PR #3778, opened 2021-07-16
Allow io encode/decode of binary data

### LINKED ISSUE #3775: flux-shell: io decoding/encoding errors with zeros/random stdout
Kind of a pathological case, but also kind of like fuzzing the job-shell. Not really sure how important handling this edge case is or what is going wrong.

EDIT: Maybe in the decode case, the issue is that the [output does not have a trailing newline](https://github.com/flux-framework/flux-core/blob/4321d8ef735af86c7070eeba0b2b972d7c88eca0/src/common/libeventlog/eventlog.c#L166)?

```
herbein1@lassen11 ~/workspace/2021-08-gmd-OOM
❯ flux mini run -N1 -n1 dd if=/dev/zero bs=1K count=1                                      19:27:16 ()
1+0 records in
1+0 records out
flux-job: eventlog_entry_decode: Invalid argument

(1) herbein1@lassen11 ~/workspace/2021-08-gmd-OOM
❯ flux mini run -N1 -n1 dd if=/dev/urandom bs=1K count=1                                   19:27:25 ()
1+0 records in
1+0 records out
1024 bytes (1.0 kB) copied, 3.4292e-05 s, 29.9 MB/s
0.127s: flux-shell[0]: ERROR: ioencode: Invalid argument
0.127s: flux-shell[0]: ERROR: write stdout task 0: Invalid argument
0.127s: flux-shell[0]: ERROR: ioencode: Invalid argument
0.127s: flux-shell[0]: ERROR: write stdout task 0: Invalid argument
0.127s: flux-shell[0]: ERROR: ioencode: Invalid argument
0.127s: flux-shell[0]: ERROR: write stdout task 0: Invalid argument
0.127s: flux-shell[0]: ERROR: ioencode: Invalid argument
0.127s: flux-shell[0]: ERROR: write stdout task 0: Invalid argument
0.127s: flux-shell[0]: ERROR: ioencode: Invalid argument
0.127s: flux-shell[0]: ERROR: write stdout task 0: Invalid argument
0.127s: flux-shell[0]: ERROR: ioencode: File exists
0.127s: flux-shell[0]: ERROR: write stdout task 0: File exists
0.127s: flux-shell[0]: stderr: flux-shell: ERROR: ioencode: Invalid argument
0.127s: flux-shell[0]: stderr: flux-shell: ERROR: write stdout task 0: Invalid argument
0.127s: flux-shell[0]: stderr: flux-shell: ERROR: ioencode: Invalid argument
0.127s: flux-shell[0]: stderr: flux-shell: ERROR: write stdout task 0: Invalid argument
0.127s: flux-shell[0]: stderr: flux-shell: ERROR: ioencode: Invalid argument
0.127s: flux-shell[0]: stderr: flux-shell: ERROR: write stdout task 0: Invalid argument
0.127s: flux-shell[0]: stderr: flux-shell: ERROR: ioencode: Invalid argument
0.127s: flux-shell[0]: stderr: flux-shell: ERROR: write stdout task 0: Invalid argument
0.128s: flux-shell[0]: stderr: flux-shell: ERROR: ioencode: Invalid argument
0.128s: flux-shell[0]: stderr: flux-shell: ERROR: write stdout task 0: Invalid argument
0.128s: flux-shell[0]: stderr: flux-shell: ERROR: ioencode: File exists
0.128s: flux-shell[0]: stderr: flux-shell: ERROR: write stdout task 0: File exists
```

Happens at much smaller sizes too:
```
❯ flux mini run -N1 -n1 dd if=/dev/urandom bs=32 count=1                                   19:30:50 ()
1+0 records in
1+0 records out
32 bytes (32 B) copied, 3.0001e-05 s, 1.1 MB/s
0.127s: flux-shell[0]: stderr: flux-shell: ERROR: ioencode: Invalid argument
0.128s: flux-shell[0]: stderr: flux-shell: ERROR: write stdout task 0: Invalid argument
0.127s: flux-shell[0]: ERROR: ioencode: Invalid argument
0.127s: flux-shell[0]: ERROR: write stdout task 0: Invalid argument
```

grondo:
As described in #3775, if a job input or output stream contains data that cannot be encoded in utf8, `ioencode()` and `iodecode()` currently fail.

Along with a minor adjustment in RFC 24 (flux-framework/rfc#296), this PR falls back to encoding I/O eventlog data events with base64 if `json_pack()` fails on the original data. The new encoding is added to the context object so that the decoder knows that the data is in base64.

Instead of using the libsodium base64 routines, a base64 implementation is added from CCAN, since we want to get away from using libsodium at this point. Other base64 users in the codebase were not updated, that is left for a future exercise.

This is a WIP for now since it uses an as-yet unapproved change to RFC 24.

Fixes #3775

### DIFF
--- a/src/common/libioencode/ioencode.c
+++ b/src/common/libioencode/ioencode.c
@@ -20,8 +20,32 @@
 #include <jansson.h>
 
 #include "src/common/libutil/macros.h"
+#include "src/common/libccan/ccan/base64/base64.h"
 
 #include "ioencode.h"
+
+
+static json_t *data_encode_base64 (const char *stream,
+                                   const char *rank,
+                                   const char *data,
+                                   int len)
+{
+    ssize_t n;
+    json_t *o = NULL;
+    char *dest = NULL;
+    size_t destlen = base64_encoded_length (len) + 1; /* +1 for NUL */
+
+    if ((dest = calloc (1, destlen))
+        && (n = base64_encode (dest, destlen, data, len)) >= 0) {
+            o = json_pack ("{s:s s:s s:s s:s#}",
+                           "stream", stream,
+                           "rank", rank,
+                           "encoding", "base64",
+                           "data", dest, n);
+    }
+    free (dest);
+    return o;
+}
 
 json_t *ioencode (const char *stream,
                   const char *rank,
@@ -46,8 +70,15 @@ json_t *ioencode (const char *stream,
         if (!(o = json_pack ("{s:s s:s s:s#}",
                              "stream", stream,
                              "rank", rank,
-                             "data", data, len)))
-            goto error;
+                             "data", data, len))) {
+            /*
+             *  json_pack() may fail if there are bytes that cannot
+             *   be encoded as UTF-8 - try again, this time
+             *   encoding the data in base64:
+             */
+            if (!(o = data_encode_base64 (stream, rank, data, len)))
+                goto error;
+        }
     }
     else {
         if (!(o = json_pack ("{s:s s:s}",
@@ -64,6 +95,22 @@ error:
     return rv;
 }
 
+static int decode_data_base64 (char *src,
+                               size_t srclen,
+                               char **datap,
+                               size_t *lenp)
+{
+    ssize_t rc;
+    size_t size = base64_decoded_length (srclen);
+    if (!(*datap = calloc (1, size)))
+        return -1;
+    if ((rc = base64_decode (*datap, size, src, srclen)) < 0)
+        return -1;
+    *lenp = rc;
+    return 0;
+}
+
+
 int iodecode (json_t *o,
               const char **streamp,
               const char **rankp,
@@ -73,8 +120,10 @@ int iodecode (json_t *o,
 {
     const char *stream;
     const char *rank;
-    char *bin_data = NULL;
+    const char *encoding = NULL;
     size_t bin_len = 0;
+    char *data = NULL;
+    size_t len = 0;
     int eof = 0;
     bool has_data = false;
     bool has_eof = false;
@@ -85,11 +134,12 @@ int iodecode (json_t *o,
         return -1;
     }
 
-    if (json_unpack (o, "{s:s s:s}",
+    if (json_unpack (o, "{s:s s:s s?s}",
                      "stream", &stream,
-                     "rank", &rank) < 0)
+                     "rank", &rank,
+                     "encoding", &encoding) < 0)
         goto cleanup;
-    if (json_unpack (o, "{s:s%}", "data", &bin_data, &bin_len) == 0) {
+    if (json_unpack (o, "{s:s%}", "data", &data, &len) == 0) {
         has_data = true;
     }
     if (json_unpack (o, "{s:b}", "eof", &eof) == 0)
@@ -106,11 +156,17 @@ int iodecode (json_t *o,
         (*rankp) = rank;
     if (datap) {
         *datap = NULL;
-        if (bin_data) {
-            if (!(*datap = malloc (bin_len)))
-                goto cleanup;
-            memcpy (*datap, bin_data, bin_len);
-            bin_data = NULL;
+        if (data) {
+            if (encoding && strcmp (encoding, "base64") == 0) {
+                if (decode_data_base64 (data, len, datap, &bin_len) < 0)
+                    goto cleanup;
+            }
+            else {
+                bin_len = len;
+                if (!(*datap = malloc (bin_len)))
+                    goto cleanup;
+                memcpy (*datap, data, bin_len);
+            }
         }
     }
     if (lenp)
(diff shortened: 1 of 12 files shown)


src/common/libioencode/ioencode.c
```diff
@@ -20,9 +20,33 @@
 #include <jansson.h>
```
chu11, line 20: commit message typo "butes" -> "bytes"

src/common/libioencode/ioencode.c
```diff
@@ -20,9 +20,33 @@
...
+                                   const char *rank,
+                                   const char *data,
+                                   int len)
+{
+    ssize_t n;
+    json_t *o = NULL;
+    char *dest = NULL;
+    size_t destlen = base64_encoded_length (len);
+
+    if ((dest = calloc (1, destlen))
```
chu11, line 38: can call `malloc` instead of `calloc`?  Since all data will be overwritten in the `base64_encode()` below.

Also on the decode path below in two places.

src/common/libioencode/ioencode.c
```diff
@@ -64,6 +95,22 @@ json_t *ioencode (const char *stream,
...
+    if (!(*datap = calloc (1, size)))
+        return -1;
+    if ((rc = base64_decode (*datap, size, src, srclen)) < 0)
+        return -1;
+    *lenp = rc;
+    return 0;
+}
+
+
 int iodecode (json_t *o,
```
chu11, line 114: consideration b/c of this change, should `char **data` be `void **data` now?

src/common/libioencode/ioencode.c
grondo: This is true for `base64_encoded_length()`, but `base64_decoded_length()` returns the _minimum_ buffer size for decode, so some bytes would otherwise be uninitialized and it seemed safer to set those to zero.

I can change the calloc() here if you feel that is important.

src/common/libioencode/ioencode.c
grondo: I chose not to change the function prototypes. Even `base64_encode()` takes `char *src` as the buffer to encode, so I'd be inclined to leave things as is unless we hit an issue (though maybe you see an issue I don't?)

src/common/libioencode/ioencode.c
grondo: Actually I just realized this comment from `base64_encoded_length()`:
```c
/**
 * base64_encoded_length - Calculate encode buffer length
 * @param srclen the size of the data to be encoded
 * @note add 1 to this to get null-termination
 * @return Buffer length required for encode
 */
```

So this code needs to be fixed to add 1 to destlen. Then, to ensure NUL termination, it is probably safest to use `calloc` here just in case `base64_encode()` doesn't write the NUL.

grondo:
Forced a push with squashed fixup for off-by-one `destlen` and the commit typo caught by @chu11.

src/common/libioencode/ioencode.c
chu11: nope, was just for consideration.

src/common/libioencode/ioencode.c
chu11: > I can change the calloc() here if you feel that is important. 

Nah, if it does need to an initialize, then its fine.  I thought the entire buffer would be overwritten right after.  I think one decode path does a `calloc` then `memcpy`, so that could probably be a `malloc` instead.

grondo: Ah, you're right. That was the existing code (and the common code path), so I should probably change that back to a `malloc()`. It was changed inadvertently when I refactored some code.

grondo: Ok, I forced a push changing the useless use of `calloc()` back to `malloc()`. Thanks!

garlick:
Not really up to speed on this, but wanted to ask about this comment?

--

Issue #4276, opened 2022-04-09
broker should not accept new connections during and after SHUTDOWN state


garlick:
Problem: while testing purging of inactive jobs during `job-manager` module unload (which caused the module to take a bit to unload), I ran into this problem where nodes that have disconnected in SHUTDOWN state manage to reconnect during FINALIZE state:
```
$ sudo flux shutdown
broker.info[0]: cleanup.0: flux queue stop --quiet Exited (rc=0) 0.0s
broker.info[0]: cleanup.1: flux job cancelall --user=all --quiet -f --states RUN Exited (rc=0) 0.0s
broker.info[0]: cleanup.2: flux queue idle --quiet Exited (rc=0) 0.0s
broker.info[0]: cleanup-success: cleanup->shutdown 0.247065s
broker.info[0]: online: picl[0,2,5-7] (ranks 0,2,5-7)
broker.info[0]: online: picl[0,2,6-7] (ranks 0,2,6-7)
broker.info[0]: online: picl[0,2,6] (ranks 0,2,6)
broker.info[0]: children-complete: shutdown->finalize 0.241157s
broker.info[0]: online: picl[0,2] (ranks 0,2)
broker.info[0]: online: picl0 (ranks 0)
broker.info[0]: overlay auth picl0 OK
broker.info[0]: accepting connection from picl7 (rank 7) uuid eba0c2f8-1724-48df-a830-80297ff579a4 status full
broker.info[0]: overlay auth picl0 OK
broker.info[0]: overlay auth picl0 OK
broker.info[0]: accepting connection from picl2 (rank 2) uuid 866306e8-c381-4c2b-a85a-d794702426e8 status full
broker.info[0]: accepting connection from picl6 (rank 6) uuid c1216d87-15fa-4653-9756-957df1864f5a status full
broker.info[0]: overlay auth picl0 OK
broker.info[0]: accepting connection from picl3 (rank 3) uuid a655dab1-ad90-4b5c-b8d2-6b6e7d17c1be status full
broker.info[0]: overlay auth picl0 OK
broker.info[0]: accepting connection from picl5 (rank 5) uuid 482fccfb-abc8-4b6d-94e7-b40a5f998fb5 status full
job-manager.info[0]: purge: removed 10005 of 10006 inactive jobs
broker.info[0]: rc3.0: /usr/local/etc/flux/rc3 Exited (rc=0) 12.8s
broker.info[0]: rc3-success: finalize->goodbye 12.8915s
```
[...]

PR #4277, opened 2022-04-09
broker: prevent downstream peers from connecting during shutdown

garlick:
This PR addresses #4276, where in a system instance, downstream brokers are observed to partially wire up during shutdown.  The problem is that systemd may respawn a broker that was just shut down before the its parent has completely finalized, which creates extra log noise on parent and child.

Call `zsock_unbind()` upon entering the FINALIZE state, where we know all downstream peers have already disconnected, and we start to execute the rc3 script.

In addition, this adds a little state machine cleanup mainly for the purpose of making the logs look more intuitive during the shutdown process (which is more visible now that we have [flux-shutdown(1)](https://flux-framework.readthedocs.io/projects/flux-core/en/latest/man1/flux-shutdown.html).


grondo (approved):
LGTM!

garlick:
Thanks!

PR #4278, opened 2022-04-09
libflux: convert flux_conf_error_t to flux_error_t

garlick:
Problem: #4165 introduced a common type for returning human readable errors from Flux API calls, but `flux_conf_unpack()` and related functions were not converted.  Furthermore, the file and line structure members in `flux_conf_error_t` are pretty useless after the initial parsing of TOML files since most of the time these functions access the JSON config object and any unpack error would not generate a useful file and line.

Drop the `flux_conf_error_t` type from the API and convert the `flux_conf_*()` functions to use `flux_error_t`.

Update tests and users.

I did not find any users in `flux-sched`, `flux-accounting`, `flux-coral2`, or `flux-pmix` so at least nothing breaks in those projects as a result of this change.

• **About this task**
Give back, exactly as written, the stretch from the line with "PR #3778, opened 2021-07-16" through the line with "Kind of a pathological", and no other lines from the records above.

• **Answer to the exercise**
PR #3778, opened 2021-07-16
Allow io encode/decode of binary data

### LINKED ISSUE #3775: flux-shell: io decoding/encoding errors with zeros/random stdout
Kind of a pathological case, but also kind of like fuzzing the job-shell. Not really sure how important handling this edge case is or what is going wrong.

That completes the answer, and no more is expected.